> [Task item] Output all of the data below exactly as given.

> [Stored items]
┄┄┄┄┄┄

PR #2782, opened 2026-09-22
chore(deps): drop four unused dependencies from packages/api

mikib0:
## Why

Three Dependabot PRs proposed bumps to `packages/api` dependencies that **are never imported**:

| Package | Dependabot PR | Proposed |
|---|---|---|
| `workers-ai-provider` | #2451 | 0.7.5 → 3.1.14 (major) |
| `nodemailer` + `@types/nodemailer` | #2448 | major |
| `concurrently` | #2449 | 8.2.2 → 9.2.1 (major) |

A repo-wide search for each name returns only the `package.json` declaration — nothing in `src/`, no package script, no config. (The one `concurrently` grep hit is an unrelated `"concurrently": false` field inside a Drizzle migration snapshot.)

Mail is actually sent through **`resend`**, which stays. `nodemailer` is vestigial from before that switch.

Removing them beats reviewing a breaking major upgrade for code that does not exist, and it closes three PRs instead of merging three risky ones.

## What

Four lines deleted from `packages/api/package.json`, lockfile regenerated. No source change, because there is no source to change.

Closes #2451, #2448, #2449.

## Verification

- `bun check-types` — clean
- `bun check-types:packages` — 28/28 successful
- `bun test:api:unit` — 644 passed

## Parity

n/a: Backend dependency cleanup in packages/api. Touches neither client, so there is no counterpart change.


mikib0:

PR #141, opened 2020-09-25
Moving the cluster dropdown into the header

uidoyen:
- Moving the cluster dropdown into the header
- Fixing wizard nav items not highlighting correctly


indraraj (approved):
Looks good.

indraraj:
It would be good if you also show the user name on the right side (any dummy value like "Developer").

uidoyen:
Yeah, I thought so but since we don’t have a specific reason to add right now. I skipped.  If you remember we removed action button earlier. We might discuss in upcoming meeting and add that back.

PR #143, opened 2020-09-28
added apply validation to filter step and folder restructure

indraraj:
- 3rd step: Disabled the "Next" and "Finish" to apply the filter expression changes before moving to the next step.

- Minor file/folder rearrangement.


uidoyen (approved):
tested locally. looks good

PR #145, opened 2020-09-28
Adding current and valid nav item color

uidoyen:
wizardSteps

Screenshot attached.


mdrillin (commented):
Tested locally.  I noticed that if you validate the last step, then go back - the last step does not indicate valid.

Also, we should verify with UX before implementing - they may have some input on whether this is consistent with patternfly best practices.  (emailed UX for input)

nding-anges:
Hi @mdrillin From the UX perspective, this is not consistent with Patternfly. Using a green color on these steps is not clear to indicate validate status. However, I am wondering if it has the necessity to show the validate status on the steps since there have already notifications to inform the user.

uidoyen:
As per feedback closing this PR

┄┄┄┄┄┄

> [Task output]
PR #2782, opened 2026-09-22
chore(deps): drop four unused dependencies from packages/api

mikib0:
## Why

Three Dependabot PRs proposed bumps to `packages/api` dependencies that **are never imported**:

| Package | Dependabot PR | Proposed |
|---|---|---|
| `workers-ai-provider` | #2451 | 0.7.5 → 3.1.14 (major) |
| `nodemailer` + `@types/nodemailer` | #2448 | major |
| `concurrently` | #2449 | 8.2.2 → 9.2.1 (major) |

A repo-wide search for each name returns only the `package.json` declaration — nothing in `src/`, no package script, no config. (The one `concurrently` grep hit is an unrelated `"concurrently": false` field inside a Drizzle migration snapshot.)

Mail is actually sent through **`resend`**, which stays. `nodemailer` is vestigial from before that switch.

Removing them beats reviewing a breaking major upgrade for code that does not exist, and it closes three PRs instead of merging three risky ones.

## What

Four lines deleted from `packages/api/package.json`, lockfile regenerated. No source change, because there is no source to change.

Closes #2451, #2448, #2449.

## Verification

- `bun check-types` — clean
- `bun check-types:packages` — 28/28 successful
- `bun test:api:unit` — 644 passed

## Parity

n/a: Backend dependency cleanup in packages/api. Touches neither client, so there is no counterpart change.


mikib0:

PR #141, opened 2020-09-25
Moving the cluster dropdown into the header

uidoyen:
- Moving the cluster dropdown into the header
- Fixing wizard nav items not highlighting correctly


indraraj (approved):
Looks good.

indraraj:
It would be good if you also show the user name on the right side (any dummy value like "Developer").

uidoyen:
Yeah, I thought so but since we don’t have a specific reason to add right now. I skipped.  If you remember we removed action button earlier. We might discuss in upcoming meeting and add that back.

PR #143, opened 2020-09-28
added apply validation to filter step and folder restructure

indraraj:
- 3rd step: Disabled the "Next" and "Finish" to apply the filter expression changes before moving to the next step.

- Minor file/folder rearrangement.


uidoyen (approved):
tested locally. looks good

PR #145, opened 2020-09-28
Adding current and valid nav item color

uidoyen:
wizardSteps

Screenshot attached.


mdrillin (commented):
Tested locally.  I noticed that if you validate the last step, then go back - the last step does not indicate valid.

Also, we should verify with UX before implementing - they may have some input on whether this is consistent with patternfly best practices.  (emailed UX for input)

nding-anges:
Hi @mdrillin From the UX perspective, this is not consistent with Patternfly. Using a green color on these steps is not clear to indicate validate status. However, I am wondering if it has the necessity to show the validate status on the steps since there have already notifications to inform the user.

uidoyen:
As per feedback closing this PR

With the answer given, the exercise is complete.